Take each line below that has "args" and copy it.
+--
PR #578, opened 2026-07-04
Eliminate postmortem tables — use artifacts as single source of truth

OlivierTrudeau:
## What this does

Right now postmortems live in their own `postmortems` + `postmortem_versions` tables, completely separate from the memory/artifacts system. This means we have two parallel storage systems for what is essentially the same thing — versioned documents tied to incidents.

This PR removes all code paths that read/write the old postmortem tables and makes `artifacts` (with `category='postmortem'`) the single source of truth. The old tables and their data are **not deleted** — they're just orphaned and can be dropped in a follow-up once we're confident nothing breaks.

## What changed

- **DB migration** — adds `incident_id` and `generation_session_id` columns to `artifacts`, backfills existing postmortem data on startup (idempotent), drops the FK on `postmortem_exports` so it can reference artifact UUIDs
- **Agent tool** (`postmortem_tool.py`) — completely rewritten to upsert artifacts with versioning via `create_version`
- **API routes** (`postmortem_routes.py`) — all 10 endpoints rewired to query `artifacts` + `artifact_versions`. Response shapes are identical so the frontend is untouched
- **Generation action** (`postmortem_action.py`) — "reserve" logic now inserts a NULL-content artifact row to signal generation-in-progress
- **Notion export** — reads content from artifacts, removed the legacy `UPDATE postmortems` metadata write
- **Introspection tools** — `list_postmortems` queries artifacts with LEFT JOINs to `postmortem_exports` for export URLs
- **Memory migration task** — removed the postmortem section (migration now happens at startup in db_utils)

## What stays the same

- All API URLs and response JSON shapes (frontend doesn't need changes)
- `postmortem_exports` table still exists and works — just uses artifact IDs now
- The old `postmortems` / `postmortem_versions` tables still exist with all their data
- RLS policies on the old tables remain (harmless, can clean up later)

### Pre-flight
- [ ] Stack starts without errors
- [ ] Server logs show `"Migrated X postmortems into artifacts table"` on startup (or 0 if fresh DB)

### Core postmortem flows
- [ ] View existing postmortem for an incident — content, timestamps, export badges load correctly
- [ ] Edit postmortem content in the UI → save → persists on reload
- [ ] Version history shows correct entries with timestamps
- [ ] Restore a previous version → content reverts
- [ ] Regenerate an existing postmortem → enters generating state → completes with new content

### New postmortem generation
- [ ] Resolve an incident with no postmortem → trigger generation → postmortem appears

### Exports
- [ ] Export to Confluence → succeeds, badge/URL appears
- [ ] Export to Jira → succeeds, badge/URL appears
- [ ] Export to Notion → succeeds, badge/URL appears

### List view
- [ ] Postmortems list page shows all org postmortems with correct incident titles and export status

### Agent tools
- [ ] Ask agent "read the postmortem for incident X" → returns content
- [ ] Postmortem system action (auto-generate on resolve) → creates postmortem without errors

### Edge cases
- [ ] Memory UI does NOT show postmortem entries mixed with regular memory
- [ ] Celery worker logs show no errors referencing `postmortems` table
- [ ] `SELECT count(*) FROM postmortems` — old data still exists (not deleted)

## Risk / rollback

Low risk since the old data is preserved. If something breaks, reverting this branch restores all the old code paths and the data is still there untouched.

### DIFF
--- a/server/routes/postmortem_routes.py
+++ b/server/routes/postmortem_routes.py
@@ -1,4 +1,8 @@
-"""API routes for postmortem CRUD operations and Confluence export."""
+"""API routes for postmortem CRUD operations and exports.
+
+Backed by the `artifacts` / `artifact_versions` tables (category='postmortem').
+Export metadata lives in `postmortem_exports`.
+"""
 
 import logging
 import time
@@ -13,6 +17,7 @@ from connectors.confluence_connector.client import (
     ConfluenceClient,
     markdown_to_confluence_storage,
 )
+from services.artifacts.store import create_version
 from utils.auth.token_management import get_token_data, store_tokens_in_db
 from utils.auth.rbac_decorators import require_permission
 from utils.auth.stateless_auth import get_org_id_from_request, set_rls_context
@@ -20,47 +25,20 @@ from connectors.confluence_connector.auth import refresh_access_token
 from utils.db.connection_pool import db_pool
 from utils.log_sanitizer import sanitize
 from utils.query_helpers import iso_utc
-from utils.validation import is_valid_uuid
+from utils.validation import is_valid_uuid, strip_nul
 
 logger = logging.getLogger(__name__)
 
 postmortem_bp = Blueprint("postmortem", __name__)
 _LOG_PREFIX = "[Postmortem]"
 
-
-def _create_version(
-    cursor, postmortem_id: str, org_id: str, user_id: str, content: str,
-    source: str = "manual", *, set_current: bool = True,
-) -> int:
-    """Insert a new version row for a postmortem atomically and return the version number.
-
-    When set_current=True (default), also advances the current_version_id pointer.
-    Snapshot versions (e.g. pre_edit) should pass set_current=False.
-    """
-    cursor.execute(
-        """INSERT INTO postmortem_versions
-           (postmortem_id, org_id, user_id, content, version_number, source)
-           VALUES (%s, %s, %s, %s,
-                   (SELECT COALESCE(MAX(version_number), 0) + 1
-                    FROM postmortem_versions WHERE postmortem_id = %s),
-                   %s)
-           RETURNING id, version_number""",
-        (postmortem_id, org_id, user_id, content, postmortem_id, source),
-    )
-    row = cursor.fetchone()
-    version_id, version_number = row[0], row[1]
-    if set_current:
-        cursor.execute(
-            "UPDATE postmortems SET current_version_id = %s WHERE id = %s",
-            (str(version_id), postmortem_id),
-        )
-    return version_number
+_CATEGORY = "postmortem"
 
 
 def with_incident_postmortem(require_postmortem=False):
     """Decorator that validates incident_id, resolves org_id, opens DB, sets RLS.
 
-    Injects keyword args: org_id, conn, cursor, postmortem_id (if require_postmortem).
+    Injects keyword args: org_id, conn, cursor, artifact_id (if require_postmortem).
     """
     def decorator(fn):
         @wraps(fn)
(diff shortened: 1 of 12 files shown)


server/utils/db/db_utils.py
```diff
@@ -3031,6 +3031,48 @@ def initialize_tables():
                 conn.rollback()
                 raise
 
+            # artifacts: add incident_id + generation_session_id for postmortem unification
+            try:
```
OlivierTrudeau, line 3035: Is it worth tracking and showing the session that generated the postmortem?

server/routes/postmortem_routes.py
```diff
@@ -137,50 +116,125 @@ def _refresh_confluence_credentials(user_id: str, creds: Dict[str, Any]) -> Opti
...
+        "jiraIssueId": jira.get("external_id"),
+        "jiraIssueKey": jira.get("external_key"),
+        "jiraIssueUrl": jira.get("external_url"),
+        "jiraExportedAt": iso_utc(jira.get("exported_at")),
+        "notionPageId": notion.get("external_id"),
+        "notionPageUrl": notion.get("external_url"),
+        "notionExportedAt": iso_utc(notion.get("exported_at")),
+        "notionDatabaseId": notion.get("external_database_id"),
+        "generationSessionId": artifact_row["generation_session_id"],
+    }
```
beng360, line 175: is this the best way to get these fields?

server/services/actions/postmortem_action.py
```diff
@@ -265,15 +265,29 @@ def _reserve_postmortem_row(user_id: str, incident_id: str, session_id: str) ->
...
-                       VALUES (%s, %s, %s, NULL, %s)
-                       ON CONFLICT (incident_id)
+                    "SELECT alert_title FROM incidents WHERE id = %s",
+                    (incident_id,),
+                )
+                incident_row = cur.fetchone()
+                alert_title = incident_row[0] if incident_row else None
+                short_id = str(incident_id)[:8]
+                title = f"Postmortem: {alert_title} [{short_id}]" if alert_title else f"Postmortem ({incident_id})"
+
```
beng360, line 277: maybe theres a better way o get the title. I notice that its not always accurate

beng360 (changes requested):

server/utils/db/db_utils.py
```diff
@@ -3031,6 +3031,77 @@ def initialize_tables():
...
+                cursor.execute("ALTER TABLE postmortems FORCE ROW LEVEL SECURITY")
+                cursor.execute("ALTER TABLE incidents ENABLE ROW LEVEL SECURITY")
+                cursor.execute("ALTER TABLE incidents FORCE ROW LEVEL SECURITY")
+                conn.commit()
+                if migrated_count > 0:
+                    logging.info(f"Migrated {migrated_count} postmortems into artifacts table.")
+            except Exception as e:
+                logging.warning(f"Error migrating postmortems to artifacts: {e}")
+                conn.rollback()
+                conn.rollback()
```
beng360: double rollback here

server/services/actions/postmortem_action.py
```diff
@@ -265,15 +265,29 @@ def _reserve_postmortem_row(user_id: str, incident_id: str, session_id: str) ->
...
+                            incident_id, generation_session_id, last_edited_by, updated_at)
+                       VALUES (%s, %s, %s, NULL, 'postmortem',
+                               %s, %s, 'agent', CURRENT_TIMESTAMP)
+                       ON CONFLICT (org_id, category, title)
                        DO UPDATE SET content = NULL,
                                      generation_session_id = EXCLUDED.generation_session_id,
+                                     last_edited_by = 'agent',
                                      updated_at = CURRENT_TIMESTAMP""",
-                    (incident_id, user_id, org_id, session_id),
+                    (org_id, user_id, title, incident_id, session_id),
```
beng360: if ever the incident's alert title is updated (during generation). . the upsert is fragile. why did we switch form ON CONFLICT(incident_id) which was more robust

beng360: same thing with save_postmorter

beng360 (changes requested):

server/routes/postmortem_routes.py
OlivierTrudeau: It's one query for all destinations, then a dict lookup per export type. Think it's clean enough — open to suggestions though

server/services/actions/postmortem_action.py
OlivierTrudeau: Good point — title is now just cosmetic. Switched the upsert to ON CONFLICT(incident_id) so it self-heals if alert_title changes

server/utils/db/db_utils.py
OlivierTrudeau: Good catch, removed the dupe

server/services/actions/postmortem_action.py
OlivierTrudeau: You're right — switched to a unique partial index on incident_id and ON CONFLICT(incident_id). Title still updates on save but isn't the conflict key anymore

OlivierTrudeau: Fixed there too — same ON CONFLICT(incident_id) pattern, plus title self-heals on save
+--
» EXERCISE RESULT:
-    Injects keyword args: org_id, conn, cursor, postmortem_id (if require_postmortem).
+    Injects keyword args: org_id, conn, cursor, artifact_id (if require_postmortem).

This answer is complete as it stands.